◆ **Exercise description**
Write out exactly the lines from the first line of the records below through the line that contains "Essentially this just", and stop there.

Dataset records
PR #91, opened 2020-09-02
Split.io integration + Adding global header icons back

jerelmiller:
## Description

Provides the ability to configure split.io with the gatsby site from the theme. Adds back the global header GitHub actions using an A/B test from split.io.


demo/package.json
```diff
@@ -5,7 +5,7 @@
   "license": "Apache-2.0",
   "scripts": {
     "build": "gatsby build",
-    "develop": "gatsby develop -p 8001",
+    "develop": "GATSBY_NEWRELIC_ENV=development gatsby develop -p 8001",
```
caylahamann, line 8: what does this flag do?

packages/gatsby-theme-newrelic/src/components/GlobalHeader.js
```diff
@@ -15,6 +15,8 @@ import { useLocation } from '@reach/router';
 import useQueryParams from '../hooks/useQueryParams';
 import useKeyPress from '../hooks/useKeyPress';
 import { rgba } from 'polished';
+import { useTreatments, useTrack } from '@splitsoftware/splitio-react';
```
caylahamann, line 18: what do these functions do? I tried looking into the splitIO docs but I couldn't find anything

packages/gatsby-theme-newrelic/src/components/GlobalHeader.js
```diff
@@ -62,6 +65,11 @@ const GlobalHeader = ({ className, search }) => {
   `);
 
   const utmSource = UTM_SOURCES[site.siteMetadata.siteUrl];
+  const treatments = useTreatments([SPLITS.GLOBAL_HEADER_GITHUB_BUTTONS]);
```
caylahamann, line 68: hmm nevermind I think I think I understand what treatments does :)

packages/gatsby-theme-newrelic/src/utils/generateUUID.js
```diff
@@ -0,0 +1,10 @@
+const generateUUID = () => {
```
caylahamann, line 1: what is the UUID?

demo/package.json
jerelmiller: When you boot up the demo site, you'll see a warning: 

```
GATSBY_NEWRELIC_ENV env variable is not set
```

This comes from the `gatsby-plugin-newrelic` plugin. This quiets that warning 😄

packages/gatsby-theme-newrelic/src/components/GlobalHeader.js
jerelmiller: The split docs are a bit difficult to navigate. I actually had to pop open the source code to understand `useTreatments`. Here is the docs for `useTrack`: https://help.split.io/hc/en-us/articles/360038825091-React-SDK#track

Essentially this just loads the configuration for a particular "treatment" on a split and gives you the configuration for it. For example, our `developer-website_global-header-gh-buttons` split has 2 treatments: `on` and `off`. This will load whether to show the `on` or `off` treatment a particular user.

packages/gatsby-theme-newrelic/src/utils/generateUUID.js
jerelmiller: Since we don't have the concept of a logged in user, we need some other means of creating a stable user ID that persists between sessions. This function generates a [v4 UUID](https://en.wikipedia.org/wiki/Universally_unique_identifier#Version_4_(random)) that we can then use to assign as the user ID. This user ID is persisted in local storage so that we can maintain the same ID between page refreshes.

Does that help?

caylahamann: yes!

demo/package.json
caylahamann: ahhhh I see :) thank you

◆ **Output for this exercise**
PR #91, opened 2020-09-02
Split.io integration + Adding global header icons back

jerelmiller:
## Description

Provides the ability to configure split.io with the gatsby site from the theme. Adds back the global header GitHub actions using an A/B test from split.io.


demo/package.json
```diff
@@ -5,7 +5,7 @@
   "license": "Apache-2.0",
   "scripts": {
     "build": "gatsby build",
-    "develop": "gatsby develop -p 8001",
+    "develop": "GATSBY_NEWRELIC_ENV=development gatsby develop -p 8001",
```
caylahamann, line 8: what does this flag do?

packages/gatsby-theme-newrelic/src/components/GlobalHeader.js
```diff
@@ -15,6 +15,8 @@ import { useLocation } from '@reach/router';
 import useQueryParams from '../hooks/useQueryParams';
 import useKeyPress from '../hooks/useKeyPress';
 import { rgba } from 'polished';
+import { useTreatments, useTrack } from '@splitsoftware/splitio-react';
```
caylahamann, line 18: what do these functions do? I tried looking into the splitIO docs but I couldn't find anything

packages/gatsby-theme-newrelic/src/components/GlobalHeader.js
```diff
@@ -62,6 +65,11 @@ const GlobalHeader = ({ className, search }) => {
   `);
 
   const utmSource = UTM_SOURCES[site.siteMetadata.siteUrl];
+  const treatments = useTreatments([SPLITS.GLOBAL_HEADER_GITHUB_BUTTONS]);
```
caylahamann, line 68: hmm nevermind I think I think I understand what treatments does :)

packages/gatsby-theme-newrelic/src/utils/generateUUID.js
```diff
@@ -0,0 +1,10 @@
+const generateUUID = () => {
```
caylahamann, line 1: what is the UUID?

demo/package.json
jerelmiller: When you boot up the demo site, you'll see a warning: 

```
GATSBY_NEWRELIC_ENV env variable is not set
```

This comes from the `gatsby-plugin-newrelic` plugin. This quiets that warning 😄

packages/gatsby-theme-newrelic/src/components/GlobalHeader.js
jerelmiller: The split docs are a bit difficult to navigate. I actually had to pop open the source code to understand `useTreatments`. Here is the docs for `useTrack`: https://help.split.io/hc/en-us/articles/360038825091-React-SDK#track

Essentially this just loads the configuration for a particular "treatment" on a split and gives you the configuration for it. For example, our `developer-website_global-header-gh-buttons` split has 2 treatments: `on` and `off`. This will load whether to show the `on` or `off` treatment a particular user.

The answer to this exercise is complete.